All my rabbits have been adopted already spayed or neutered so I've never actually had an intact rabbit.


----------



## holtzchick (Feb 24, 2013)

I agree, it's probably her not getting her energy out and letting it out in other ways (that is if you are keeping her confined to let the tissue heal). 

It can take up to two months to get her hormones out completely, since she is 9/10 months, her hormones probably would've started coming in at 6/7 months so perhaps they're just crazy strong now. Wait it out but normally bunnies will calm down after a spay. 

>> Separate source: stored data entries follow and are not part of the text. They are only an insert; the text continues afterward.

PR #256, opened 2026-05-11
feature: WebGPU Rendering Enhancements

Jarbuckle:
# feature: WebGPU Rendering Enhancements

## What

In support of the Connectomics initiative, we are making updates to Vis to enable WebGPU rendering -- initially for the Scatterbrain package, but not limited to that package. WebGPU rendering will allow us to render to multiple canvases, as well as situating Vis for long-term support of modern web technologies.

This PR is focused on building reusable systems to simplify the process of defining and using WebGPU rendering pipelines. It will be an ongoing draft PR until we have settled on the systems that we want (R&D process).

## How

- Built programmatic wrappers around shader elements to make building shaders a modular and reusable system.
- MORE TBD

## PR Checklist


packages/scatterbrain/src/render/webgpu/shaders/shader.ts
```diff
@@ -0,0 +1,34 @@
...
+ * This file defines the `WGSLShader` class, which represents a shader program in WGSL. 
+ * It includes methods for serializing and deserializing the shader definition, as well 
+ * as generating the WGSL source code from the defined declarations. The `shader` 
+ * function is a simple helper function for creating a new `WGSLShader` instance from an
+ * array of declarations.
+ */
+
+import type { Declaration } from "./declarations";
+
+export class WGSLShader {
```
froyo-np, line 11: still reading through all this - so far I like a lot of it!

my first thought here though is that I dont think this being a class is helpful!
why not `type WGSLShader = Declaration[]` ?

packages/scatterbrain/src/render/webgpu/shaders/shader.ts
```diff
@@ -0,0 +1,34 @@
...
+        this.#definition = { declarations };
+    }
+
+    static deserialize(serialized: string): WGSLShader {
+        const definition = JSON.parse(serialized);
+        return new WGSLShader(definition.declarations);
+    }
+
+    serialize(): string {
+        return JSON.stringify(this.#definition);
```
froyo-np, line 24: if this class was instead an open type - then its users could do their own serialization in whatever form they wanted

packages/scatterbrain/src/render/webgpu/shaders/shader.ts
```diff
@@ -0,0 +1,34 @@
...
+import type { Declaration } from "./declarations";
+
+export class WGSLShader {
+    #definition: { declarations: Declaration[] };
+
+    constructor(declarations: Declaration[]) {
+        this.#definition = { declarations };
+    }
+
+    static deserialize(serialized: string): WGSLShader {
```
froyo-np, line 18: this is just asking for runtime errors imho

packages/scatterbrain/src/render/webgpu/shaders/shader.ts
```diff
@@ -0,0 +1,34 @@
...
+        const definition = JSON.parse(serialized);
+        return new WGSLShader(definition.declarations);
+    }
+
+    serialize(): string {
+        return JSON.stringify(this.#definition);
+    }
+
+    asSource(): string {
+        return this.#definition.declarations.map((d) => d.__gen()).join(';\n');
```
froyo-np, line 28: this is the only useful part of this class - could easily be
`function asWgslSource(declaration[]) { ... }`

packages/scatterbrain/src/render/webgpu/shader.ts
```diff
@@ -0,0 +1,298 @@
...
+    view: vec4;
+    spatialFilterBox: vec4;
+    filteredOutColor: vec4;
+    highlightColor: vec4;
+    screenSize: vec2;
+    offset: vec2;
+    highlightValue: number;
+} & QuantitativeFilterRanges;
+
+export const applyCamera = func(
```
froyo-np, line 58: I like a bunch of the other constructed wrappers, but I'm not so sure about the func constructor. it feels less ergonomic then just the literal wgsl string you'd use - and because its internal to a shader, its not really buying us much in terms of type safety is it? functions defined this way still get invoked in raw WGSL

froyo-np: I'm not saying get rid of it - but what if Declaration had an escape hatch member type to allow a literal blob of WGSL?

packages/scatterbrain/src/render/webgpu/shader.ts
```diff
@@ -0,0 +1,298 @@
...
+    const vertexStruct = makeVertexStruct(config);
+    const uniformStruct = makeUniformStruct(config);
+
+    return shader([
+        vertexStruct,
+        uniformStruct,
+        vsOutputStruct,
+        uniform('unis', uniformStruct.name, 0, 0),
+        texture(categoricalTable, 'texture_2d<f32>', 0, 1),
+        texture(gradientTable, 'texture_2d<f32>', 0, 2),
```
froyo-np, line 151: this part I do like - its clear to see the structure of the things in the 'header' of the shader are generated, and because the gross part of constructing them is done elsewhere, this is a nice concise reading of the interface to the shader from outside.

packages/scatterbrain/src/render/webgpu/shader.ts
```diff
@@ -0,0 +1,298 @@
...
+        applyCamera,
+        rangeParameter,
+        within,
+        constant('clip', /*wgsl*/ `array<vec2f,4>(vec2f(1, -1), vec2f(1, 1), vec2f(-1, -1), vec2f(-1, 1))`),
+        vertexEntry(
```
froyo-np, line 156: here again - I think the preamble to the vertex main fn in raw wgsl is much more legible than this:
`@vertex fn vmain(v:Vertex)->VsOutput`

packages/scatterbrain/src/render/webgpu/shaders/declarations.ts
```diff
@@ -0,0 +1,405 @@
...
+        __identType: 'struct',
+        name,
+        fields,
+        __gen: () => `struct ${name} { ${fields.map((f) => f.__gen()).join(', ')} }`,
+    };
+}
+
+export function param(
+    name: string,
+    type: string,
```
froyo-np, line 321: might be nice to constrain this more - perhaps (if its a structDeclaration) we could pull the .name out so the person authoring these doesnt have to

packages/scatterbrain/src/render/webgpu/shaders/declarations.ts
```diff
@@ -0,0 +1,405 @@
...
+        group,
+        binding,
+        ...(accessMode !== undefined && { accessMode }),
+        ...(attributes !== undefined && { attributes }),
+        __gen: () =>
+            `${renderAttrs(attributes)}@group(${group}) @binding(${binding}) var<storage${accessMode !== undefined ? `, ${accessMode}` : ''}> ${name}: ${type}`,
+    };
+}
+
+export function member(name: string, type: string, attributes?: VariableOrValueAttribute[]): StructMemberDeclaration {
```
froyo-np, line 301: because the type parameter here is just a raw string, and I dont have syntax highlighting because I'm not writing raw WGSL , I feel like this is a step backward in type-safeness, right?

packages/scatterbrain/src/render/webgpu/shader.ts
Jarbuckle: Does it need to be internal to a shader, though? 🤔 The goal behind this was to provide a way of making function declarations reusable across shaders; allowing for a simple "chunk of WGSL" approach feels much less encapsulated (and I do love me some encapsulation, since it sets expectations -- crucial for the programmer-program interface, in my mind).

packages/scatterbrain/src/render/webgpu/shader.ts
Jarbuckle: With that, I do agree. Part of the lack of legibility is due to Oxfmt's default formatting rules (insisting on having parameters on separate lines -- not really helping in this case), but yes, it's more readable in raw WGSL.

packages/scatterbrain/src/render/webgpu/shaders/declarations.ts
Jarbuckle: Yeah, having the `type` be able to specifically reference a previously-defined `struct` would be a nice addition, agreed.

packages/scatterbrain/src/render/webgpu/shaders/declarations.ts
Jarbuckle: It is, for sure. Per my response above, making this able to handle pre-defined types seems like a definite improvement.

packages/scatterbrain/src/render/webgpu/shaders/shader.ts
Jarbuckle: It all comes down to preference, I guess 😅 I like to think of shaders (in their final form) as a definite _thing_, not just raw data.

packages/scatterbrain/src/render/webgpu/shaders/shader.ts
Jarbuckle: True, but they could also extend the class and override the functions that way. Again, I think it all comes down to expectations and mental models; there is no functional difference, in my mind, between the model you're proposing and the one in the code currently.

packages/scatterbrain/src/render/webgpu/shaders/shader.ts
Jarbuckle: Curious which runtime errors you're thinking are most likely? Deserialization failures? Or issues with the shader not being a valid shader? Or something else?

packages/scatterbrain/src/render/webgpu/shaders/shader.ts
Jarbuckle: True; personally, I prefer the `.asSource()` call, since to me at least it presents a clearer entity model for my mental map of the interface.

Jarbuckle:
Closed pull request in favor of the more narrowly focused #259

My male still has some quirky aggressive behavior and apparently he's been neutered for atleast 4+ years lol.


----------



## napagirl (Feb 24, 2013)

Missycove,

The vet told me to restrict her to her cage for 10 days post spay. Today is day 9. She did say we could take her out to hold her, etc, but no running/jumping. I did have her out on my bed a few times so she couldn't really run or jump. Also, I have put her out in the front room with a gate yesterday, and she puttered around a bit and then just stretched out and relaxed the rest of the time. It is just such a shock her behavior- like a personality disorder or something.


----------



## missyscove (Feb 24, 2013)

I suspect you'll see a lot of improvement once she's back to her normal activity level. She's probably bored and looking for something to do (like digging my litter box out onto the floor and then watching my human clean it up). Try giving her some more mental puzzles to work through like closed off boxes or paper bags with treats inside she has to work to get to.


----------



## ladysown (Feb 24, 2013)

the digging and trashing...HORMONES! 

Seriously... it's one of the ways I can tell when my young does are wanting to breed..they are just young crazy pants. Wait it out and it will get better. Be mindful when you do let her out to run that she doesn't trash your place that digging behaviour is VERY instinctual.


----------



## Bunnylova4eva (Feb 25, 2013)

I think maybe it's raging hormones. Ripley got neutered 3 days ago and the humping got worse than ever before, right after, I'm hoping it'll just take a bit of time to get better, I know it can take a bit to get it all out of their system.


----------



## Nancy McClelland (Feb 25, 2013)

Sounds just like our avatar, Nikki. It took a while, but, she finally stopped being a "turd in the punchbowl".


----------



## whitelop (Feb 25, 2013)

I know you'll be able to let her out of her cage soon, but I got this toy for my rabbit and she loves it. A few other people have it to and they said their buns like it a lot too. Its good mental exercise and they all seem to master it pretty quickly, but they still like to play with it because it has treats! 
http://www.amazon.com/dp/B004HYW9B8/?tag=skimlinks_replacement-20

I highly recommend it, even though my bun lives cage free the majority of the time, we still play with it a lot and it keeps her occupied and stops her from digging a hole in my floor. haha.


----------



## PwnzorsNTittylwinks (Feb 25, 2013)

when we got our male spayed he had his little "storm" period where all he wanted to do was rip up carpet and bite me in the thigh and butt when I was cleaning his cage everytime he would destroy it, he was a real a** for about 2 weeks. but now hes totally back to normal. even though he still likes to bite my butt when im cleaning his cage. 
im sure she will be back, its like shes going through menopause! moody and mean. lol once her hormones level out im sure she will be sweet again!


----------



## napagirl (Feb 25, 2013)

Thank you everyone for the responses! Good news, right now, Dimi is stretched out on the bed with me licking my hand  I really tried to re-bond with her during her "difficult" time, but I have been sick with flu then sinusitis, so it's been sporadic. Today I felt pretty good, and had much more time since I stayed home today. She is still trashing the cage, but now when I clean, she just nudges my hand slightly- no outward lunging or nipping. This was also the first time she didn't have a conniption fit when I gently picked her up. We also got to do the snuggle thing that she always loves! So I do see her getting better today. That does give me hope, even if there are more bad days. 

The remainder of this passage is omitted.